There's hope, somewhere.
But not here.
She does everything by rote, salting the bodies and burning the building down around them. She can't let them linger—not like this. It sears deep into her soul; no mother should have to outlive her children.
Surely, there's hope out there. Other hunters had to escape the massacre. Had to survive.
She always fussed at John for his quest. Now she has her own.
And it aches, just like she'd always suspected it would.
Bobby's gone. And Missouri. Joshua and Nathaniel, Megana—everyone. Even Gregory, high up in the mountains.
She's the only one left.
There is nothing to do but head west, towards the sinking sun. She passes through shells of towns, through blackened buildings and rotting corpses; nothing escapes them. Not children and newborns, not crones and grandmothers.

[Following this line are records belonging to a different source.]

PR #1769, opened 2021-03-08
Restore ECBenchmark behavior

kubukoz:
This was changed in #1759 and I think we should still be using `main`.


kubukoz:
@djspiewak ping :P

djspiewak:
Nice catch!

PR #1771, opened 2021-03-09
Split typeclass docs

TimWSpence:


TimWSpence:
Sorry for the delay - things have been a bit hectic recently. I think this is a good start at least (apart from `clock.md` which is _very_ threadbare). All suggestions welcome!

djspiewak:
This is amazing thank you!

Dogs do, and cats. Horses. Serpents. Ravens and crows are everywhere, darkening the sky. She watches their flocks block out the clouds and whispers, "Murders and funerals." It's bitter, maddened laughter that tumbles from her lips.
They kill what used to be their kind and leave everything else alive. They killed her baby girl and her foundling boy, and all her friends. But they let kittens prowl and puppies frolic, and they embrace wrapped in a snake's coils.
She used to love those boys, John's sons. They were her hope, once.
But now she sees them for what they are. For what they've always been. And it's too late.
It's too late.
She hits the ocean and stops, stares out over the water. The sun is setting and a cool wind blows from the waves.
She still hears the screams. They blend with the roar of the ocean, the slap of the rolling waves on the sand. The salt scent mingles with the salt she used to set her children free.
Tears prick at her eyes and she slaps them away. Now is not the time to break, to mourn. Now is the time for vengeance.
Now is the time to hunt them boys down.
The crows caw overhead. Dogs roam the streets, gnawing on what used to be humans. Families. She barely keeps herself from retching as she sees a little girl's corpse being tugged between two collies.
She doesn't have the time to stop and bury them all, to say the rites that'll let them move on. She has to keep going, following the destruction. After it's done, she'll come back.
After it's done.
She follows them to the Gulf of Mexico and they let her see them on the beach, naked as newborns, cavorting in the waves without a care in the world.
There's a cougar stretched out, sunning, and a small pack of wolves playing chase with the water. There're crows and ravens, and even a golden eagle, flying above them. Dean has a cobra wrapped around his left arm and Sam has a black mamba coiled about his torso, its head resting on his shoulder.
She's going to be sick.
She has the Colt and one bullet, and that's not enough. Not nearly enough. She wants to sob, to fall to her knees and ask why they didn't kill her, too, why they let her see the bodies of her babies, of her friends, of all those people between Nebraska and here.
"Shh," Dean says, lightly touching her cheek, taking the Colt from her slack grip. She's come this far, and she's going to fail, and she hates him so much she can't see.
Sam reaches out to trace her jaw and leans down, presses a soft kiss to her forehead. "There was always a reason, Ellen," he whispers, his right hand tightening on her shoulder. "Even when I couldn't see it."
She jerks back but doesn't go far, and the mamba slithers over to her. "And what's that?" she asks, voice barely a shade of what it used to be.
His smile is dark and dangerous, his green eyes fathomless.
Dean kisses her lips and a cold breeze blows off the Gulf.